▸ **Requirement**: Look below for the line containing "Possibly not good". Reproduce it and every line after it exactly, and nothing more.

*** Entries shown

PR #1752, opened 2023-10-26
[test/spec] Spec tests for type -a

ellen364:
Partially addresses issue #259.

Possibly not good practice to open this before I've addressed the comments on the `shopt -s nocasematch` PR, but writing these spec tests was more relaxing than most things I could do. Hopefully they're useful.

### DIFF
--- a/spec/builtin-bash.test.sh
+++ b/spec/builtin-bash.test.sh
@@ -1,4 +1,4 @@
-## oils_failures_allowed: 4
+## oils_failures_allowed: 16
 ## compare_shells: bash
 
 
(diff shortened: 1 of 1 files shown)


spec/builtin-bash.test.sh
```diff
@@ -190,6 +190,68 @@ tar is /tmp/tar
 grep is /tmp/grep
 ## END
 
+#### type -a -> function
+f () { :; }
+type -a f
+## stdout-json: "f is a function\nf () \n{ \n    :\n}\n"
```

******

▸ **Solution to this exercise**:
Possibly not good practice to open this before I've addressed the comments on the `shopt -s nocasematch` PR, but writing these spec tests was more relaxing than most things I could do. Hopefully they're useful.

### DIFF
--- a/spec/builtin-bash.test.sh
+++ b/spec/builtin-bash.test.sh
@@ -1,4 +1,4 @@
-## oils_failures_allowed: 4
+## oils_failures_allowed: 16
 ## compare_shells: bash
 
 
(diff shortened: 1 of 1 files shown)


spec/builtin-bash.test.sh
```diff
@@ -190,6 +190,68 @@ tar is /tmp/tar
 grep is /tmp/grep
 ## END
 
+#### type -a -> function
+f () { :; }
+type -a f
+## stdout-json: "f is a function\nf () \n{ \n    :\n}\n"
```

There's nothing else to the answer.